== Data shown

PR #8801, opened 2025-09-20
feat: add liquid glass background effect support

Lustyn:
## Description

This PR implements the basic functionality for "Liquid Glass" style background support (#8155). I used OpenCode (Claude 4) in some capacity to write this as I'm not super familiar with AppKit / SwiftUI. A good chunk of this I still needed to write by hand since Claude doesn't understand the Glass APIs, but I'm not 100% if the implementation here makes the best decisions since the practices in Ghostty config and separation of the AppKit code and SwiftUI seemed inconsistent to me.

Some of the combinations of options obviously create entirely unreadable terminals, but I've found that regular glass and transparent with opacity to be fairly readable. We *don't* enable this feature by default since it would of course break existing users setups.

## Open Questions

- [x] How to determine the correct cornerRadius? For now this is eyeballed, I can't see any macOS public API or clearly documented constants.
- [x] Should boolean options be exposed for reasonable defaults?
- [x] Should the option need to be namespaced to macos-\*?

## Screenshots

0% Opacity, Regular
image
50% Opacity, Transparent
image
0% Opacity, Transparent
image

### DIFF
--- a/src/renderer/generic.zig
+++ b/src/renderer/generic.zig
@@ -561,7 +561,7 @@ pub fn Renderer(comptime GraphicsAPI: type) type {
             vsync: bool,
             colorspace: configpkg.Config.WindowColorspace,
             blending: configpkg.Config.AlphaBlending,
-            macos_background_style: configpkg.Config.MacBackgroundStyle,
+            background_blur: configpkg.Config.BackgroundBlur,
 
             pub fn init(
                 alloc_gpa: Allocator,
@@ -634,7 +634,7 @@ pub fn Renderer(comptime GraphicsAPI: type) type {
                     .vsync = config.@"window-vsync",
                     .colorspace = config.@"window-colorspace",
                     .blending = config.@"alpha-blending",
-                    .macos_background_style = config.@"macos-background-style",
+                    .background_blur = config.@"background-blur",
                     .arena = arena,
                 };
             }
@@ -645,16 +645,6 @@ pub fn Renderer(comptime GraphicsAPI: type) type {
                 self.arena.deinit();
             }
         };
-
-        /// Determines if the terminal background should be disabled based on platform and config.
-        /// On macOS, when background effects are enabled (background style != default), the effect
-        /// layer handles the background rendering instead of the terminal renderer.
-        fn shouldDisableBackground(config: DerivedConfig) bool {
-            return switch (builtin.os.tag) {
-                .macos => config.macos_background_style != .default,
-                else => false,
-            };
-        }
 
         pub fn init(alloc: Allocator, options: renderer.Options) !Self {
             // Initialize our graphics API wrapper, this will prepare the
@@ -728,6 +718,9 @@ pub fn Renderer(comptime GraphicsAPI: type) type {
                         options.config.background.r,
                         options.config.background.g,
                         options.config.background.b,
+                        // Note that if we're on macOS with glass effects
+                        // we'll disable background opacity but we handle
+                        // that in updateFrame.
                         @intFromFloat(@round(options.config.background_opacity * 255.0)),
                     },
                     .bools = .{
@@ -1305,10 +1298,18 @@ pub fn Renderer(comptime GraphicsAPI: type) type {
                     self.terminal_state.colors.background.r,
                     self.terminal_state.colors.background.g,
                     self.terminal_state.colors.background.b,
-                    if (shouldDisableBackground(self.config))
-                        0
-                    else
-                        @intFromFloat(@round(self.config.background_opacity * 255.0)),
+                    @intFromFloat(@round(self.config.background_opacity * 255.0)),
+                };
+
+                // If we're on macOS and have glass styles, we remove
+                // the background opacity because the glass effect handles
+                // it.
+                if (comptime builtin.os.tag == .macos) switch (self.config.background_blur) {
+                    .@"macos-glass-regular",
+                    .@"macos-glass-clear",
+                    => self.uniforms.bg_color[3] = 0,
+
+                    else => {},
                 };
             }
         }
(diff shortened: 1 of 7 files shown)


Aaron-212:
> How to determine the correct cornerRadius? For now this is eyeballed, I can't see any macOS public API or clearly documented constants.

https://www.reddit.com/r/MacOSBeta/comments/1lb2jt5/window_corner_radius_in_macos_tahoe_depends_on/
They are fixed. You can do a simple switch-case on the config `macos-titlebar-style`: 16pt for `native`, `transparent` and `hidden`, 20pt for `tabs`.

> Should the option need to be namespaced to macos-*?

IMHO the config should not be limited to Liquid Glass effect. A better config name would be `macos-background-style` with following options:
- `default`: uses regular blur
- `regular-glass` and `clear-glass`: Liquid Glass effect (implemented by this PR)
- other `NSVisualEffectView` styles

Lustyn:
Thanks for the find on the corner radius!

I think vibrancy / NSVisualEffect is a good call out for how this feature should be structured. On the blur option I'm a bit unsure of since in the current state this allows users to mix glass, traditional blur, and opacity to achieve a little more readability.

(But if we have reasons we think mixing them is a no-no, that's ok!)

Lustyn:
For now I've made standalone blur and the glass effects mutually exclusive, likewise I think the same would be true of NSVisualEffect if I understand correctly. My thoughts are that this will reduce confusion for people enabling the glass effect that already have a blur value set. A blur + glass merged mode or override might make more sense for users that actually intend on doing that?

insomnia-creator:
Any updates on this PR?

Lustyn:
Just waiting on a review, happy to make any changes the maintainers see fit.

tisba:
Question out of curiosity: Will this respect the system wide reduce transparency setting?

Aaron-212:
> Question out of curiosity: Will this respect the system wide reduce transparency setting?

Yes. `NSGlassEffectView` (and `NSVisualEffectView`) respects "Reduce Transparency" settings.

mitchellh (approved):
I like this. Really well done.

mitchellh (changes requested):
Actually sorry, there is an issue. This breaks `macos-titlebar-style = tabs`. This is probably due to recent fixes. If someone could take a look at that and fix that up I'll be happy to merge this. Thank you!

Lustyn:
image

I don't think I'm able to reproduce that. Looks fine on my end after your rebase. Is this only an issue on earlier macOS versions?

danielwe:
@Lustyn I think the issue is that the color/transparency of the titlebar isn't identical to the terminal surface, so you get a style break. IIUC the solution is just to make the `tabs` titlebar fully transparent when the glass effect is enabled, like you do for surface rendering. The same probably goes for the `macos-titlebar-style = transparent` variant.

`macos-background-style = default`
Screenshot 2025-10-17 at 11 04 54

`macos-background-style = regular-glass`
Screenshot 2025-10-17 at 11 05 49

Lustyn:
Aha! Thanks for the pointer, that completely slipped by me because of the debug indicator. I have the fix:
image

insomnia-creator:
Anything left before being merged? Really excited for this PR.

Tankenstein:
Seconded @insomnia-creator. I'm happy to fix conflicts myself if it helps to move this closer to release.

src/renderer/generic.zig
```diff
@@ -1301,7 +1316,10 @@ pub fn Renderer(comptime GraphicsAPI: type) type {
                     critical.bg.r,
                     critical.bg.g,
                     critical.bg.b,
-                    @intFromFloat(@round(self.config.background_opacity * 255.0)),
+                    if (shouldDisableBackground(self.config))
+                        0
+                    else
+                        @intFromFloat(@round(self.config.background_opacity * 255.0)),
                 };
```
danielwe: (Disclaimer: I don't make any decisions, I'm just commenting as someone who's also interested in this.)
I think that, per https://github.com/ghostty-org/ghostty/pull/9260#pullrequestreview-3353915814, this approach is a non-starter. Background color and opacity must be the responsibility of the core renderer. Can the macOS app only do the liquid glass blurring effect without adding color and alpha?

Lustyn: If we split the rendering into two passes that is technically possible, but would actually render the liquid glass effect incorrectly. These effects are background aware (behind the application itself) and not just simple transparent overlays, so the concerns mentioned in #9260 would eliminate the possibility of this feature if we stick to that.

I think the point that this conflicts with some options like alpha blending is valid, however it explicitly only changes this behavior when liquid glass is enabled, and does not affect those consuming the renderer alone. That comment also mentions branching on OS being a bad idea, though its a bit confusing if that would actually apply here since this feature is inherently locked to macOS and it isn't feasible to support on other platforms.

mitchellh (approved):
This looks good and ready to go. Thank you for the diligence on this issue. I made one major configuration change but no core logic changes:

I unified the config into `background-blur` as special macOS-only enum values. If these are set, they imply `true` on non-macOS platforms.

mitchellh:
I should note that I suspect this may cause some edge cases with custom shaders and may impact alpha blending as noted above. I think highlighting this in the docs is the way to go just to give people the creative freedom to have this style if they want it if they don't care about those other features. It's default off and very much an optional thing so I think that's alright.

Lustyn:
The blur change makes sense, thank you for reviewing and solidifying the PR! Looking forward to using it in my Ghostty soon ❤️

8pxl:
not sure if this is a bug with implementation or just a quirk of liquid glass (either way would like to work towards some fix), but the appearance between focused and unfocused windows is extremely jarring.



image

====

Exercise requirements: A word-for-word copy of the entries, from the first line through the line containing "## Description", is the whole answer.

Response to the exercise:
PR #8801, opened 2025-09-20
feat: add liquid glass background effect support

Lustyn:
## Description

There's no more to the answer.